DATA SHOWN:
Issue #609, opened 2026-06-11
refactor(B): db stream -- db.rs into db/ module tree (kessel recipe, one extraction PR)


ssilvius:
## Why

db.rs is 8,815 lines: ~120 methods across 7 impl blocks, a 700-line init_schema owning ~18 tables in patch order, a 3,700-line test module. The split is low-risk: impl-Database-spans-files is already proven in-repo (documents.rs, uncertainty/storage.rs) and conn is already pub(crate). Evidence: audit document 019eb3b9-6674-79b1-b0a9-82eab17f9a21.

## Scope (serial; #606 lands first)

0. Predecessor: #606 (get_reflections_by_ids column shift + REFLECTION_COLUMNS const).
1. ONE extraction PR per the kessel recipe (reflection 019e7c5a): db/mod.rs = infra only (Database, open, has_column, thin init_schema dispatcher calling per-domain create_tables in one transaction, migrate_* after); domain files own DDL + methods + tests (reflections, board, kanban, schedules, sync, wake/leases, health, statusline_samples, stats, quality_gates, autonomy, audit, scip, heartbeat); db/testutil.rs collapses the four temp-db helpers.
2. In-flight DRY limited to verified true duplicates: active-team-post WHERE fragment (6 sites -> const in db/board.rs), REFLECTION_COLUMNS usage at all 11+ sites. Tasks+cards land side by side in db/kanban.rs UNCHANGED (collapse is a follow-on).

## Acceptance criteria

- [ ] db.rs deleted; db/ tree compiles with zero public-API change (no caller edits outside use paths)
- [ ] init_schema dispatcher: per-domain DDL, one transaction, migrations after
- [ ] Four test-db helpers converged on db/testutil.rs
- [ ] cargo test green before and after; clippy --all-targets -D warnings
- [ ] Parent epic: #607

ssilvius:
Stream B complete in PR #629: db.rs (9,329 lines) -> db/ tree, mod.rs infra-only + 18 domain files + testutil, one provably-mechanical extraction (line-coverage-asserted carve), init_schema one-transaction semantics preserved, ACTIVE_TEAM_POST_WHERE const, test count 1152->1153. Review pipeline caught and fixed a TempDir-drop bug in the converged test helper pre-merge.

Issue #607, opened 2026-06-10
epic: audit-driven refactor 2026-06 -- four god files into module trees, verified DRY only


ssilvius:
## Why

53.8k lines of Rust; db.rs (8,815) + main.rs (8,130) + integration.rs (6,696) + watch.rs (4,767) hold 53% of it. The 2026-06 audit (8 sym-first explorers, adversarial verification of every must-change-together claim) produced 94 findings: 24 high, 19 verified true duplicates, 10 overturned as coincidence. Full report: docs/plans/2026-06-refactor-audit.md. Per-subsystem evidence: legion document list --doc-type audit-finding (8 documents, 2026-06-10).

## Stream DAG (kessel rules: serial within a stream, streams interleave, mechanical moves never mix with semantic changes)

- A tests stream -- gates B, C, D (the net before the trapeze)
- B db stream -- #606 bug fix first, then ONE extraction PR
- C cli stream -- in-place DRY -> datadir -> handler files, serial PRs
- D watch stream -- #536 fix shape decided first, then split
- E comms stream -- compose/validate entry point (closes MCP #587 bypass), then mcp/ split
- F serve stream -- ServeError -> mount channel::router -> schedule background task
- G hooks stream -- shell lib/ + generation merge + dead deletion (independent, anytime)
- H midtier cleanup -- plugin_call helper + list-policy fix + dead code (trails everything)

## Deliberately NOT filed

- Crate split: answered with compile-time data after the module trees land. Default remains modules-not-crates.
- tasks/cards CRUD collapse: follow-on filed only after db/kanban.rs makes the shared-table invariant visible.
- All 33 low-severity findings: recorded in the audit documents, recoverable, not work items.

## Acceptance criteria

- [ ] docs/plans/2026-06-refactor-audit.md committed
- [ ] Streams A-H complete or explicitly re-scoped with rationale
- [ ] No PR in this epic mixes a mechanical move with a semantic change

ssilvius:
Operator decision 2026-06-10: no crates, final. The epic body's 'answered with compile-time data after the trees land' framing is superseded -- the module trees ARE the end state. Definition-layer concept/shape preserved as substrate documents before the board reset: charter 019eb40e-8cd5, spec-format decisions 019eb40e-8cde, service-design formats 019eb40e-8ce6 (legion document list --doc-type concept --surface definition-layer).

ssilvius:
[...]

Issue #606, opened 2026-06-10
bug: get_reflections_by_ids SELECT omits updated_at -- column shift panics serve search


ssilvius:
## Found by

2026-06 refactor audit (db explorer, adversarially verified as part of cluster reflection-column-list).

## Summary

map_reflection_row (src/db.rs:85-98) positionally reads 11 columns: updated_at at index 4, parent_id at index 10. get_reflections_by_ids (src/db.rs:1866-1867) SELECTs only 10 columns, omitting updated_at. Every field from index 4 on shifts by one: audience TEXT loads into updated_at, and get(10) indexes past the row -- rusqlite InvalidColumnIndex at runtime.

## Blast radius

Sole caller is the serve search path (src/serve.rs:1233), so the dashboard search endpoint is the trigger.

## Fix

- Correct the SELECT to the canonical 11-column list.
- Introduce a REFLECTION_COLUMNS const (pattern precedent: CARD_COLUMNS at src/db.rs:2702) and use it at the 11+ sites that repeat the column list verbatim, so the lists cannot drift again.
- Add a test through get_reflections_by_ids (none exists today -- which is why this survived).

## Acceptance criteria

- [ ] get_reflections_by_ids returns correctly populated Reflection structs (updated_at and parent_id land in their fields)
- [ ] REFLECTION_COLUMNS const exists and is used by every reflections SELECT paired with map_reflection_row
- [ ] Regression test covers get_reflections_by_ids round-trip
- [ ] Serve search endpoint exercises the path without error

ssilvius:
Shipped in PR #623: REFLECTION_COLUMNS const at all 16 map_reflection_row sites, column-shift panic fixed, regression tests in src/db.rs.

Issue #376, opened 2026-04-29
bug: bullpen posts have no decay -- filter stale at injection, not at policy


ssilvius:
## Symptom

When a long-dormant agent wakes, it receives its full unread bullpen queue as channel notifications and processes them oldest-first, posting replies to questions that are days or weeks old, already answered, no longer relevant, or where the asker has long since moved on.

Observed 2026-04-29: platform agent woke and posted ~8 sequential replies to bullpen posts with UUIDv7 prefixes ranging from `019cd22e` (days old) to `019d0291` (recent).

## Root cause

Stale bullpen posts get injected into the agent's conversation context via `notifications/claude/channel`. The agent then pays tokens reading the stale content and deciding what to do with it. Even if it decides "do not reply," it has already cost tokens to reason about a thread that has no live value.

The fix is **filter at injection, not at policy**. The agent must never see a stale post in the first place. Client-side `--reply-stale` flags or "are you sure?" gates still leak the read cost.

## Design

Server-side decay on the bullpen surface:

1. **Default TTL by tag/domain at insert time:**
   - `domain:identity`, `tags:doctrine` -> evergreen (no decay)
   - `tags:design,architecture` -> 14 days
   - default feed post -> 48 hours
   - `is_signal=true` (directed signal) -> 7 days

2. **Strict server-side filter on read.** `legion bullpen --repo X` and the channel-notification feed both apply `WHERE expires_at > now() OR evergreen=true` before any output reaches the agent. Stale posts are not in the result set. The agent has no awareness they exist unless it explicitly asks.

3. **Explicit catchup is opt-in.** `legion bullpen --include-stale` for human review (Sean checking what got missed). Agents have no auto-trigger for this surface.

4. **No client-side reply gates.** Drop the `--reply-stale` flag entirely. If the post is past TTL it is invisible; nothing to reply to.

## Schema

- Add `expires_at` (timestamp, computed at insert from tag-defaults if not provided)
- Add `evergreen` (bool, opt-in for doctrine/identity)
- Index `(repo, expires_at)` for fast filter

## Migration

Backfill `expires_at = created_at + 48h` for existing posts; mark identity/doctrine evergreen by tag scan. Anything past TTL on migration day becomes invisible to the agent surface immediately. Stays in the DB; just not surfaced.

## Acceptance

- `expires_at` populated on every new post
- `legion bullpen` defaults to non-stale; `--include-stale` for explicit review
- Channel notifications never include past-TTL posts
[...]

PR #629, opened 2026-06-11
refactor(#609): split db.rs into a db/ domain module tree

ssilvius:
## Summary

Splits the 9,329-line `src/db.rs` into a `src/db/` domain module tree per the kessel recipe (reflection 019e7c5a, audit 019eb3b9). `db/mod.rs` keeps infrastructure only -- the `Database` struct (`conn` stays `pub(crate)`), `open`, `has_column`, a thin `init_schema` dispatcher, and `rename_repo` (cross-table admin). Sixteen domain files each carry their own `impl Database` block, their DDL, and their tests: reflections, board, sessions, kanban, schedules, sync, wake, health, statusline_samples, stats, quality_gates, autonomy, audit, scip, heartbeat, plus DDL-only documents and uncertainty files whose methods already lived in `src/documents.rs` / `src/uncertainty/storage.rs`.

The extraction was performed by a line-range carve script with a coverage assertion: every line of the old db.rs was either copied verbatim into exactly one new file, blank, or on an explicit discard list (the rewritten scaffolding: import header, impl-block braces, init_schema signature, the test-mod shell). The mechanical-move commit (9d30b5f) therefore contains no logic edits beyond the three declared ones below. Three commits: the move, the test-helper convergence, and an upgrade-path test.

Declared in-flight changes (the two sanctioned by the issue, plus the dispatcher restructure the issue specifies):
1. `ACTIVE_TEAM_POST_WHERE` const in `db/board.rs` replaces the hand-copied active-team-post WHERE fragment at five sites (`get_board_posts_filtered_full`, `get_board_posts_since`, `get_and_mark_unread_board_posts`, `get_unread_count`, `get_recent_board_posts`). The sixth site, `get_unhandled_signals_for_repo`, keeps its `r.`-aliased copy inline because it aliases the table and deliberately has no archive clause; the const's doc comment points at it.
2. `REFLECTION_COLUMNS` (landed in #606) verified, not regressed: all 18 SELECT sites paired with `map_reflection_row` use the const (14 in reflections.rs/board.rs queries plus get_high_value_cross_repo in stats.rs -- see the grep in the evidence below).
3. `init_schema` restructured into per-domain `create_tables` (one transaction) + per-domain `migrate` (after, outside it), preserving each domain's internal patch order.

`Self::has_column` became `Database::has_column` inside the extracted free `migrate` fns (count-asserted substitution); `get_unread_count` switched from a plain `prepare` string to `format!` so it could take the const (same SQL text, covered by five existing tests).

### db.rs deleted; db/ tree compiles with zero public-API change (no caller edits outside use paths)

`src/db.rs` is deleted; `src/db/` holds mod.rs plus 18 domain files. No caller file changed at all -- not even use paths: `db/mod.rs` re-exports the names callers import (`AuditInput`, `CardTimestamp`, `Reflection`, `ReflectionMeta`, `validate_hhmm`), and `impl Database` blocks spanning files keep every method reachable as before. The only files outside `src/db/` touched in this PR are the three test modules in the helper-convergence commit. Re-exports that no caller referenced (the compiler flagged them unused: `AuditEntry`, `QualityGateRow`, `WatchHeartbeat`, `PersonaWakeLease`, `Schedule`, `compute_next_run`, `ReflectionWithEmbedding`, `DashboardRepoStats`, `RepoStats`, `TombstoneCleanupResult`) were dropped rather than kept dead; those types remain `pub` in their domain files and reach callers through method signatures as they always did.
Evidence: `git diff main --stat -- ':!src/db' ':!src/db.rs'` shows only src/documents.rs, src/stats.rs, src/uncertainty/storage.rs (test mods); clean `cargo check --all-targets` with zero non-db edits.

### init_schema dispatcher: per-domain DDL, one transaction, migrations after

`db/mod.rs::init_schema` opens one `unchecked_transaction`, calls the 15 per-domain `create_tables` functions inside it, commits, then runs the four `migrate` functions (reflections, board, kanban, schedules) after and outside it. Each domain's migrate keeps its original patch order; cross-domain order is safe because every migration touches only its own tables and the bullpen-lifecycle backfill (#376) runs in `board::migrate` after `reflections::migrate` has added the columns it reads. Migration 15's single five-index batch was split into its three owning domains.
Evidence: src/db/mod.rs:102-126 (`init_schema`); test `db::tests::init_schema_migrates_a_v1_database` builds a v1-shape database and reopens it through the dispatcher, asserting the migration-14 backfill ran and current read/write paths work; test `db::tests::partial_indexes_created_for_soft_delete` proves all five split partial indexes still exist.

### Four test-db helpers converged on db/testutil.rs

`db/testutil.rs` holds the single `#[cfg(test)] pub(crate) fn test_db() -> Database` (the shape db.rs's 185 tests always used). The other three copies are gone: `documents.rs::open_test_db` (leaked its tempdir), `stats.rs::test_db` (`(Database, TempDir)`), `uncertainty/storage.rs::test_db` (`(TempDir, Database)`); all 20 of their call sites now import `crate::db::testutil::test_db`. The dropped-TempDir shape is safe because `Database::open` writes the schema (creating the WAL sidecars) while the directory still exists, and the held file descriptors outlive the unlink -- the behavior the db tests have exercised since the helper was written.
Evidence: src/db/testutil.rs; commit 16f6c77 diff (3 files, -47/+24); the documents/stats/uncertainty test suites pass in the final `cargo test` run.

### cargo test green before and after; clippy --all-targets -D warnings

Baseline on the branch point: 1152 `#[test]` functions (185 in db.rs), suite green. After: 1153 (186 in src/db/ -- the one addition is `init_schema_migrates_a_v1_database`), suite green at every one of the three commits: 984 + 166 passed, 0 failed, 2 ignored (pre-existing). `cargo clippy --all-targets -- -D warnings` and `cargo fmt -- --check` clean. The `#[allow(dead_code)]` markers that the old block-level attributes provided (`apply_wake_attempt_delta`, `upsert_wake_attempt_overwrite`, the wake-attempt impl block) were re-applied at their new locations with the original "wired by #488/#489/#490" comments.
Evidence: test runs above; quality gate 019eb77b-7689-7f80-b135-ea4d494dbc8b records the simplify pass on HEAD.

### Parent epic: #607

This is stream B of the refactor epic. The kanban task/card dual-CRUD lands side by side in `db/kanban.rs` unchanged, exactly as the issue scopes it -- the collapse is a follow-on under the epic.
Evidence: src/db/kanban.rs carries both `// --- Task CRUD ---` and `// --- Card CRUD (kanban) ---` sections verbatim.

## Not done

- No param renumbering to fully unify the decay/resolved SQL clause (`(evergreen = 1 OR expires_at > ?N) AND resolved_at IS NULL`): the five sites bind different parameter indexes, and renumbering is a semantic change outside a mechanical PR. The const covers the byte-identical base fragment.
- `get_unhandled_signals_for_repo` keeps its `r.`-aliased filter copy (no archive clause, table alias); documented on the const.
- Tasks/cards dual-CRUD collapse, the positional-param builder, and stringly-typed card status fixes from the audit: all follow-ons under epic #607, untouched here.
- The leases + wake_attempts file came in at 1,277 lines as one `db/wake.rs` (under the ~1500 guidance), so it was not split into two files.


ssilvius:
Review outcome: 1 upheld finding, 1 fixed, 0 dispositioned, 0 refuted.

**Fixed (MED, src/db/testutil.rs:10, commit 3ccc933):** the converged test_db() dropped its TempDir before returning, unlinking the db/-wal/-shm files under the live connection -- it worked only through unlinked-open-fd semantics, and the convergence commit had erased the three deleted helpers' comments that guarded against exactly this. The helper now leaks the TempDir via std::mem::forget (the old documents.rs approach) and restores the warning as a doc comment: tests that reopen the path, open a second connection, or checkpoint must bind their own tempdir (as the v1 migration test in db/mod.rs does). This supersedes the PR body's original "dropped-TempDir shape is safe" rationale for the testutil criterion.

Post-fix verification: cargo test green (984 + 166 passed, 0 failed, 2 ignored pre-existing), cargo clippy --all-targets -- -D warnings clean, cargo fmt --check clean. Simplify and pr-write gates re-recorded on the new HEAD. Awaiting merge approval -- not merging.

WHAT YOU HAVE TO DO: Return, word for word, the lines of the data above from the line with "they always did." through the line with "three owning domains.", inclusive.

THE ANSWER:
`src/db.rs` is deleted; `src/db/` holds mod.rs plus 18 domain files. No caller file changed at all -- not even use paths: `db/mod.rs` re-exports the names callers import (`AuditInput`, `CardTimestamp`, `Reflection`, `ReflectionMeta`, `validate_hhmm`), and `impl Database` blocks spanning files keep every method reachable as before. The only files outside `src/db/` touched in this PR are the three test modules in the helper-convergence commit. Re-exports that no caller referenced (the compiler flagged them unused: `AuditEntry`, `QualityGateRow`, `WatchHeartbeat`, `PersonaWakeLease`, `Schedule`, `compute_next_run`, `ReflectionWithEmbedding`, `DashboardRepoStats`, `RepoStats`, `TombstoneCleanupResult`) were dropped rather than kept dead; those types remain `pub` in their domain files and reach callers through method signatures as they always did.
Evidence: `git diff main --stat -- ':!src/db' ':!src/db.rs'` shows only src/documents.rs, src/stats.rs, src/uncertainty/storage.rs (test mods); clean `cargo check --all-targets` with zero non-db edits.

### init_schema dispatcher: per-domain DDL, one transaction, migrations after

`db/mod.rs::init_schema` opens one `unchecked_transaction`, calls the 15 per-domain `create_tables` functions inside it, commits, then runs the four `migrate` functions (reflections, board, kanban, schedules) after and outside it. Each domain's migrate keeps its original patch order; cross-domain order is safe because every migration touches only its own tables and the bullpen-lifecycle backfill (#376) runs in `board::migrate` after `reflections::migrate` has added the columns it reads. Migration 15's single five-index batch was split into its three owning domains.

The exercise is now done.